Stored data
Issue #5248, opened 2020-12-11
When a node is added Topology with cola no force layout does not place the new items well


jeff-phillips-18:
**Description**
The topology cola layout w/o force does not place new items well. The items are centered in the graph and show on top of other existing items. The graph should adjust to accommodate the new items.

* AIM OF THE EXERCISE *
Which lines above contain "well"? Show each of them.

* RESULT FOR THIS TASK *
When a node is added Topology with cola no force layout does not place the new items well
The topology cola layout w/o force does not place new items well. The items are centered in the graph and show on top of other existing items. The graph should adjust to accommodate the new items.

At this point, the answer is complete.